** Excerpted data follows **
PR #411, opened 2019-02-12
Fix/pcp various fixes

Alboin:
Added a slider for controlling the alpha of the filtered lines in the PCP can be used to create a nicer looking plot.

Old plot:
pcful
(Notice how the non-filtered lines are parlty covered and occluded by the filtered lines)

New plot:
pcfin
(The non-filtered lines are much easier to distinct here. Since the filtered lines are in this case partly transparent, areas with many lines will appear brighter. I don't know if this is a wanted or unwanted behavior.)

Also added an option to enable different line color when hovering:
pchover
(The color is based on the color of picked lines)

* Windows 10
* Visual Studio 15.7.6
* QT Community 4.6.1
* CMake 3.11.2
* Python 3.6 (32-bit)

### DIFF
--- a/modules/plottinggl/glsl/pcp_lines.frag
+++ b/modules/plottinggl/glsl/pcp_lines.frag
@@ -4,6 +4,7 @@ in float lfalloffAlpha;
 
 uniform bool additiveBlend;
 uniform float alpha;
+uniform float filteredAlpha;
 uniform float lineWidth;
 
 uniform int selected;
@@ -27,8 +28,10 @@ void main() {
         if(subtractiveBelnding == 1){
             res.rgb = 1-res.rgb;
         }
-        if (filtered == 1) 
+        if (filtered == 1) {
              res.xyz = mix(res.xyz, filterColor.xyz, filterIntensity);
+			 res.a = filteredAlpha;
+		}
         if (additiveBlend) {
             res.a *= alpha * pow(lfalloffAlpha, falllofPower);
         }
--- a/modules/plottinggl/glsl/pcp_lines.frag
+++ b/modules/plottinggl/glsl/pcp_lines.frag
@@ -32,7 +32,6 @@ void main() {
         }
         if (filtered == 1) {
             res = mix(res, filterColor, filterIntensity);
-            res.a = filterColor.w;
         }
         if (additiveBlend) {
             res.a *= alpha * pow(lfalloffAlpha, falllofPower);
--- a/modules/plottinggl/glsl/pcp_lines.frag
+++ b/modules/plottinggl/glsl/pcp_lines.frag
@@ -24,22 +24,20 @@ uniform sampler2D tfSelection;
 void main() {
     vec4 res = vec4(1);
     if (selected > 0) {
-        res = texture(tfSelection, vec2(ltexCoord.y,0.5f));
+        res = texture(tfSelection, vec2(ltexCoord.y, 0.5f));
     } else {
-        res = texture(tf, vec2(ltexCoord.x,0.5f));
-        if(subtractiveBelnding == 1){
-            res.rgb = 1-res.rgb;
+        res = texture(tf, vec2(ltexCoord.x, 0.5f));
+        if (subtractiveBelnding == 1) {
+            res.rgb = 1 - res.rgb;
         }
         if (filtered == 1) {
-             res.xyz = mix(res.xyz, filterColor.xyz, filterIntensity);
-			 res.a = filteredAlpha;
-		}
+            res.xyz = mix(res.xyz, filterColor.xyz, filterIntensity);
+            res.a = filteredAlpha;
+        }
         if (additiveBlend) {
             res.a *= alpha * pow(lfalloffAlpha, falllofPower);
         }
-		if (hovered == 1)
-			res.xyz = texture(tfSelection, vec2(ltexCoord.y,0.5f)).xyz;
-
+        if (hovered == 1) res.xyz = texture(tfSelection, vec2(ltexCoord.y, 0.5f)).xyz;
     }
 
     PickingData = vec4(lpickColor, 1.0);
--- a/modules/plottinggl/glsl/pcp_lines.frag
+++ b/modules/plottinggl/glsl/pcp_lines.frag
@@ -10,7 +10,7 @@ uniform float lineWidth;
 uniform int selected;
 uniform vec4 selectedColor = vec4(1, 0, 0, 1);
 
-uniform int hovered;
+uniform int hovering;
 
 uniform int filtered;
 uniform int subtractiveBelnding;
@@ -31,13 +31,13 @@ void main() {
             res.rgb = 1 - res.rgb;
         }
         if (filtered == 1) {
-            res.xyz = mix(res.xyz, filterColor.xyz, filterIntensity);
-            res.a = filteredAlpha;
+            res = mix(res, filterColor, filterIntensity);
+            res.a = filterColor.w;
         }
         if (additiveBlend) {
             res.a *= alpha * pow(lfalloffAlpha, falllofPower);
         }
-        if (hovered == 1) res.xyz = texture(tfSelection, vec2(ltexCoord.y, 0.5f)).xyz;
+        if (hovering == 1) res.xyz = texture(tfSelection, vec2(ltexCoord.y, 0.5f)).xyz;
     }
 
     PickingData = vec4(lpickColor, 1.0);
--- a/modules/plottinggl/glsl/pcp_lines.frag
+++ b/modules/plottinggl/glsl/pcp_lines.frag
@@ -10,6 +10,8 @@ uniform float lineWidth;
 uniform int selected;
 uniform vec4 selectedColor = vec4(1, 0, 0, 1);
 
+uniform int hovered;
+
 uniform int filtered;
 uniform int subtractiveBelnding;
 uniform vec4 filterColor;
@@ -35,6 +37,8 @@ void main() {
         if (additiveBlend) {
             res.a *= alpha * pow(lfalloffAlpha, falllofPower);
         }
+		if (hovered == 1)
+			res.xyz = texture(tfSelection, vec2(ltexCoord.y,0.5f)).xyz;
 
     }
 
--- a/modules/plottinggl/glsl/pcp_lines.frag
+++ b/modules/plottinggl/glsl/pcp_lines.frag
@@ -32,6 +32,7 @@ void main() {
         }
         if (filtered == 1) {
             res = mix(res, filterColor, filterIntensity);
+            res.a = filterColor.w;
         }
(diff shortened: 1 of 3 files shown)


modules/plottinggl/glsl/pcp_lines.frag
```diff
@@ -27,11 +30,15 @@ void main() {
...
-        if (filtered == 1) 
+        if (filtered == 1) {
              res.xyz = mix(res.xyz, filterColor.xyz, filterIntensity);
+			 res.a = filteredAlpha;
+		}
         if (additiveBlend) {
             res.a *= alpha * pow(lfalloffAlpha, falllofPower);
         }
+		if (hovered == 1)
+			res.xyz = texture(tfSelection, vec2(ltexCoord.y,0.5f)).xyz;
```
r-englund: Formating in this shader is a bit of, not sure if clang-format runs on .frag files. But atleast change tabs to spaces

modules/plottinggl/src/processors/parallelcoordinates/parallelcoordinates.cpp
```diff
@@ -96,6 +97,7 @@ ParallelCoordinates::ParallelCoordinates()
 
     , blendMode_("blendMode", "Blend Mode")
     , alpha_("alpha", "Alpha", 0.9f)
+    , filteredAlpha_("filteredAlpha", "Filtered Alpha", 0.5)
```
r-englund: append an f to the 0.5 to avoid warning

modules/plottinggl/src/processors/parallelcoordinates/parallelcoordinates.cpp
```diff
@@ -610,6 +618,12 @@ void ParallelCoordinates::drawLines(size2_t size) {
         drawObject.draw(i);
     }
 
+    lineShader_.setUniform("hovered", 1);
+    lineShader_.setUniform("selected", 0);
+    lineShader_.setUniform("filtered", 0);
+    if (!brushingAndLinking_.isFiltered(hoveredLine_) && hoveredLine_ != -1)
```
r-englund: if you change the order in this if statement we do not need to do the lookup when hoveredLine_ == -1
```
if (hoveredLine_ != -1 && !brushingAndLinking_.isFiltered(hoveredLine_)){
   ...
}
```

r-englund (approved):
Nice, see some comments

petersteneteg:
generally we try never merge master into a feature branch, but you should rather rebase the feature branch onto master in case there are merge issues...

modules/plottinggl/glsl/pcp_lines.frag
```diff
@@ -4,11 +4,14 @@ in float lfalloffAlpha;
 
 uniform bool additiveBlend;
 uniform float alpha;
+uniform float filteredAlpha;
```
ResearchDaniel, line 7: Why not use filteredColor.w?

modules/plottinggl/glsl/pcp_lines.frag
```diff
@@ -4,11 +4,14 @@ in float lfalloffAlpha;
...
 uniform float lineWidth;
 
 uniform int selected;
 uniform vec4 selectedColor = vec4(1, 0, 0, 1);
 
+uniform int hovered;
```
ResearchDaniel: ->hovering
My thought: is selected, is filtered, is hovering

modules/plottinggl/glsl/pcp_lines.frag
```diff
@@ -21,18 +24,20 @@ uniform sampler2D tfSelection;
...
     } else {
-        res = texture(tf, vec2(ltexCoord.x,0.5f));
-        if(subtractiveBelnding == 1){
-            res.rgb = 1-res.rgb;
+        res = texture(tf, vec2(ltexCoord.x, 0.5f));
+        if (subtractiveBelnding == 1) {
+            res.rgb = 1 - res.rgb;
+        }
+        if (filtered == 1) {
+            res.xyz = mix(res.xyz, filterColor.xyz, filterIntensity);
```
ResearchDaniel: res = mix(res, filterColor, filterIntensity);

modules/plottinggl/src/processors/parallelcoordinates/parallelcoordinates.cpp
```diff
@@ -224,6 +228,8 @@ ParallelCoordinates::ParallelCoordinates()
         // plus 1 to avoid text at the directly at the borders
     });
 
+    enableHoverColor_.onChange([&]() { invalidate(InvalidationLevel::InvalidOutput); });
```
ResearchDaniel: I don't think this is necessary. It is the default behaviour

modules/plottinggl/glsl/pcp_lines.frag
```diff
@@ -21,18 +24,20 @@ uniform sampler2D tfSelection;
...
+            res.a = filteredAlpha;
         }
-        if (filtered == 1) 
-             res.xyz = mix(res.xyz, filterColor.xyz, filterIntensity);
         if (additiveBlend) {
             res.a *= alpha * pow(lfalloffAlpha, falllofPower);
         }
-
+        if (hovered == 1) res.xyz = texture(tfSelection, vec2(ltexCoord.y, 0.5f)).xyz;
```
ResearchDaniel: This is the same as the selection color?

modules/plottinggl/src/processors/parallelcoordinates/parallelcoordinates.cpp
```diff
@@ -86,6 +86,7 @@ ParallelCoordinates::ParallelCoordinates()
                            vec4(.5f, .5f, .5f, 1))
     , tf_("tf", "Line Color")
     , tfSelection_("tfSelection", "Selection Color")
+    , enableHoverColor_("enableHoverColor", "Enable Hover Color", false)
```
ResearchDaniel: On by default?
How is the hover color determined?

ResearchDaniel (changes requested):
Nice additions. Some comments and questions

modules/plottinggl/glsl/pcp_lines.frag
Alboin: Yeah that would work as well. But it's a little bit cumbersome to change the alpha of filteredColor in the GUI compared to a separate alpha-slider. Perhaps a solution would to keep the slider but synchronize it with filteredColor.w and then use that in the shader?

modules/plottinggl/glsl/pcp_lines.frag
Alboin: Yes. Could have a separate TF to set a separate hover color instead, would that be better?

Note that even though hover and selected now have the same color the selected has less color falloff or wider linewidth or something that makes them look different from each other.

modules/plottinggl/src/processors/parallelcoordinates/parallelcoordinates.cpp
Alboin: Sure.

The hover color is the same as the selected color:
> Note that even though hover and selected now have the same color the selected has less color falloff or wider linewidth or something that makes them look different from each other.

ResearchDaniel:
Is there a need to adjust it often? A good default setting would be best. If that does not work out of the box, could we render the filtered lines first? That might give good results

ResearchDaniel:
No need for a separate TF for hover, only a single color needed?

ResearchDaniel:
Ok, as long as it is visibly different. Less to specify is better!

Alboin:
> No need for a separate TF for hover, only a single color needed?

Yeah one would think that. But the selection color is set through a TF so I thought the hover color would be set in the same way, if it were to be set separately. I guess there is some cases where a TF would be nice but a single color would definitely be easier to interact with.

> Ok, as long as it is visibly different. Less to specify is better!

I will let it be as it is for now then.

Alboin:
> Is there a need to adjust it often? A good default setting would be best. If that does not work out of the box, could we render the filtered lines first? That might give good results

During the creation of a workspace it could be changed quite often to experiment with different settings, and it's easier to experiment with two sliders (_filterIntensity__ and _filterAlpha__) than one slider and one dialogue window where you have to type in numbers on the keyboard. 

With 440883d the filtered lines are rendered first. This improves the look somewhat and also the picking, since some of the filtered lines would previously block the picking of non-filtered lines.

modules/plottinggl/glsl/pcp_lines.frag
```diff
@@ -31,13 +31,13 @@ void main() {
             res.rgb = 1 - res.rgb;
         }
         if (filtered == 1) {
-            res.xyz = mix(res.xyz, filterColor.xyz, filterIntensity);
-            res.a = filteredAlpha;
+            res = mix(res, filterColor, filterIntensity);
+            res.a = filterColor.w;
```
ResearchDaniel, line 35: No need to assign it afterwards (otherwise the mix above with all components won’t make a difference)

Can’t we simply assign a filtered color instead of using mix with a filter intensity?

ResearchDaniel (approved):
Looks good now but would be nice if we could simplify it even further by removing the filter-color mixing.

modules/plottinggl/glsl/pcp_lines.frag
Alboin: > No need to assign it afterwards (otherwise the mix above with all components won’t make a difference)

True, removed that row!

> Can’t we simply assign a filtered color instead of using mix with a filter intensity?

We sure can but it won't give the same result. The advantage of mixing the two colors is that you can get a hint of the filtered lines original color if you want. Another way could be to just modify the saturation of the filtered lines.

Alboin: >> No need to assign it afterwards (otherwise the mix above with all components won’t make a difference)

> True, removed that row!

Alright, seems we were both wrong. The row is needed or else alpha value of the filtered lines will be:
`res.w = mix(unfilteredAlpha, filteredAlpha, filterIntensity)`
which is not the same as
`res.w = filteredAlpha`

ResearchDaniel: That’s why I think we could assign a color. Saturation sounds like a good idea though :)

Alboin: I don't really understand what you mean with the assigned color. Isn't that what were doing right now?

ResearchDaniel: Now we are mixing the two colors. I was thinking of simply assigning the color instead:
res = filteredColor;

Alboin: > The advantage of mixing the two colors is that you can get a hint of the filtered lines original color if you want.

I think it's still a nice feature to be able to see the original colors of the filtered lines.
** End of Excerpted data **
_What you have to do_
Gather each line in these records that contains the string "give".

_Solution for this task_
Is there a need to adjust it often? A good default setting would be best. If that does not work out of the box, could we render the filtered lines first? That might give good results
> Is there a need to adjust it often? A good default setting would be best. If that does not work out of the box, could we render the filtered lines first? That might give good results
We sure can but it won't give the same result. The advantage of mixing the two colors is that you can get a hint of the filtered lines original color if you want. Another way could be to just modify the saturation of the filtered lines.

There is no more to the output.